Reduced Electroencephalogram Complexity in Postoperative Delirium

Sean Tanabe, Maggie Parker, Richard Lennertz, Robert A Pearce, Matthew I Banks, Robert D Sanders, Sean Tanabe, Maggie Parker, Richard Lennertz, Robert A Pearce, Matthew I Banks, Robert D Sanders

Abstract

Delirium is associated with electroencephalogram (EEG) slowing and impairments in connectivity. We hypothesized that delirium would be accompanied by a reduction in the available cortical information (ie, there is less information processing occurring), as measured by a surrogate, Lempil-Ziv Complexity (LZC), a measure of time-domain complexity. Two ongoing perioperative cohort studies (NCT03124303, NCT02926417) contributed EEG data from 91 patients before and after surgery; 89 participants were used in the analyses. After cleaning and filtering (0.1-50Hz), the perioperative change in LZC and LZC normalized (LZCn) to a phase-shuffled distribution were calculated. The primary outcome was the correlation of within-patient paired changes in delirium severity (Delirium Rating Scale-98 [DRS]) and LZC. Scalp-wide threshold-free cluster enhancement was employed for multiple comparison correction. LZC negatively correlated with DRS in a scalp-wide manner (peak channel r2 = .199, p < .001). This whole brain effect remained for LZCn, though the correlations were weaker (peak channel r2 = .076, p = .010). Delirium diagnosis was similarly associated with decreases in LZC (peak channel p < .001). For LZCn, the topological significance was constrained to the midline posterior regions (peak channel p = .006). We found a negative correlation of LZC in the posterior and temporal regions with monocyte chemoattractant protein-1 (peak channel r2 = .264, p < .001, n = 47) but not for LZCn. Complexity of the EEG signal fades proportionately to delirium severity implying reduced cortical information. Peripheral inflammation, as assessed by monocyte chemoattractant protein-1, does not entirely account for this effect, suggesting that additional pathogenic mechanisms are involved.

Keywords: Age-related pathology; Inflammation; Neurodegeneration.

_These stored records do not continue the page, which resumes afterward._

PR #2516, opened 2016-02-22
WT-2422: multiple definitions of custom die function

keithbostic:


agorrod:
Thanks @keithbostic lgtm. I'd hoped to avoid tests needing to define the function if they didn't want to use it, but it's better for the code to be correct ;)

PR #2519, opened 2016-02-22
SERVER-22784: Coverity analysis defect 77722: Unused value

keithbostic:

Please look at this one fairly closely, it's a minor change, but to the walk code.

### DIFF
--- a/dist/s_string.ok
+++ b/dist/s_string.ok
@@ -437,6 +437,7 @@ cfkos
 change's
 changelog
 chdir
+checkfmt
 checkpointed
 checkpointer
 checkpointing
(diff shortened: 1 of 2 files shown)


agorrod:
@keithbostic lgtm, though it took a while to convince myself - I think that means `__tree_walk_internal` is too complex. @michaelcahill another set of eyes won't hurt before merging this one.

michaelcahill:
Yes, lgtm -- I'll merge.

FWIW, I think this particular Coverity defect is more noise than signal, so if we get a lot more like this, let's talk.

keithbostic:
OK. We don't see a lot of this kind of Coverity report.

(But I do I try and fix these things when I can, to keep down the noise. Otherwise we get a refreshed complaint every time the code moves.)

PR #2520, opened 2016-02-22
WT-2419 - Fix missing __func__ defintion under MSVC

daveh86:


daveh86:
@keithbostic, can you have a look at this when you get a moment? This is the patch discussed on WT-2419

keithbostic:
lgtm, merging.

PR #2521, opened 2016-02-23
WT-2423 Cleanup on error when opening a session handle.

agorrod:
It's a bug, but found by inspection. Vanishingly unlikely.

### DIFF
--- a/src/session/session_dhandle.c
+++ b/src/session/session_dhandle.c
@@ -11,31 +11,6 @@
 static int __session_dhandle_sweep(WT_SESSION_IMPL *);
 
 /*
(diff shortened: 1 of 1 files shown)


agorrod:
@keithbostic Could you review this change please?

The change doesn't diff well, might be best looking at the change standalone. The error handling in `__session_add_dhandle` is unusual now, go for it if you think you can make it cleaner.  I toyed with changing `__session_discard_handle` so that it could cleanup when the handle hadn't yet been added to the cache, but that was at least as ugly as this.

keithbostic:
@agorrod, there's an alternate approach in #2527.

PR #2524, opened 2016-02-23
WT-2420 Gather backup metadata in a single pass.

michaelcahill:
Previously, we did one pass to gather entries for the backup file, and a
separate pass to gather handles.  Since WT-2395, those two passes could
be out-of-sync, leading to files missing from a backup.


michaelcahill:
@sueloverso, can you please review?  If you could also kick off the test that was failing occasionally on this branch, that would be great.  Thanks!

sueloverso:
Thanks @michaelcahill.  LGTM.  I have started the test with both CONFIGs that failed.  I will merge after they have both run a while.

sueloverso:
Ok, each CONFIG has run about 1000 iterations successfully.  While I'll let them keep running until my script ends (at 10000 iterations), I will merge this.

PR #2525, opened 2016-02-23
WT-2394 Gather handles for compact at the beginning.

michaelcahill:
This allows us to set the "first fit" flag once and clear it consistently.  It also prevents drop or other exclusive operation during compact without reentering the schema lock each time.


michaelcahill:
@daveh86, @keithbostic, for your consideration.

keithbostic:
lgtm, I'll merge.

PR #2527, opened 2016-02-23
WT-2423 Cleanup on error when opening a session handle.

keithbostic:
@agorrod, I tried a different approach, for your review/consideration.

### DIFF
--- a/src/session/session_dhandle.c
+++ b/src/session/session_dhandle.c
@@ -11,6 +11,28 @@
 static int __session_dhandle_sweep(WT_SESSION_IMPL *);
 
 /*
+ * __session_add_dhandle --
+ *	Add a handle to the session's cache.
+ */
+static int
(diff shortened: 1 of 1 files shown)


src/session/session_dhandle.c
```diff
@@ -463,14 +447,23 @@ __session_get_dhandle(
 		return (0);
 	}
 
+	/* Sweep the handle list to remove any dead handles. */
+	WT_RET(__session_dhandle_sweep(session));
```
agorrod: My concern with this change is that we could kick the handle we are about to access out of cache if the sweep happens before the find. That won't break anything, but it will mean there is more work (and locking) in this path.

agorrod:
Thanks @keithbostic lgtm. My question about the session cache wasn't real, since we've checked the session cache before the call to sweep.

PR #2529, opened 2016-02-24
WT-2427 Have wtperf use builtin compression when configured.

michaelcahill:


agorrod:
Thanks @michaelcahill lgtm - I'll merge once it passes testing.

PR #2919, opened 2016-08-01
WT-2725 Prevent eviction of read-only pages with recent updates.

michaelcahill:
Reverts some of 0136888b3b677d67ff929c6f5b1f8d6aa6793b13.


daveh86:
I've run this against the 3.0 perf regression and the original tests for WT-2725, this passed both.

LGTM

michaelcahill:
Thanks @daveh86, merging.

PR #2920, opened 2016-08-01
WT-2803 Add VERBOSE=1 to all make check jobs

daveh86:


michaelcahill:

PR #2921, opened 2016-08-01
WT-2805 Avoid infinite recursion on error stream failure.

michaelcahill:
Previously, if both a custom and the default error streams failed to
write it caused infinite recursion.


agorrod:

PR #2922, opened 2016-08-01
WT-2801 Prevent eviction of metadata updates by a running checkpoint.

michaelcahill:
Only update btree->checkpoint_gen during a full checkpoint operation
that is holding the checkpoint lock.  Otherwise, updates in the
metadata by a running checkpoint can pass the "visible_all" test and be
evicted.

Followup to WT-2798.


agorrod:
Thanks @michaelcahill lgtm - I'll let you merge this one yourself.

© The Author(s) 2021. Published by Oxford University Press on behalf of The Gerontological Society of America. All rights reserved. For permissions, please e-mail: journals.permissions@oup.com.

Figures

Figure 1.
Figure 1.
STROBE diagram. (A) Study design. Delirium severity (DRS) is collected during delirium assessments, both preoperative and postoperative visits. (B) Data are from IPODB2 and IPODB3 perioperative cohort studies.
Figure 2.
Figure 2.
Delirium severity (DRS) is associated with decreased Lempel Ziv Complexity (LZC). Correlation of change in DRS with (A) LZC (n = 88) and (B) LZCn (n = 88) with statistically significant electrodes shown by white dots (corrected TFCE, p < .05). Example channel Spearman’s correlation plotted at 90th percentile effect size overlapping between LZC and LZCn, shown by white “X” in (A) and black “X” in (B) (channel 179).
Figure 3.
Figure 3.
Delirium incidence is associated with decreased Lempel Ziv Complexity. Contrast between LZC of patients who do and do not incur delirium with statistically significant electrodes shown by white dots (corrected TFCE t-map p < .05). Analysis of (A) LZC and (B) LZCn (No-delirium n = 59, Delirium n = 30). Example 2-sided Wilcoxon rank sum test plotted at 90th percentile effect size overlapping between LZC and LZCn, shown by white “X” in (A) and black “X” in (B) (channel 136), *p < .01, **p < .001.
Figure 4.
Figure 4.
Lempel Ziv Complexity correlation with MCP-1. (A) LZC analysis (n = 47) and (B) LZCn analysis (n = 47) with statistically significant electrodes shown by white dots (corrected TFCE p < .05). Example Spearman’s correlation plotted at 90th percentile effect size overlapping between LZC and LZCn, shown by white and black “X” (channel 87).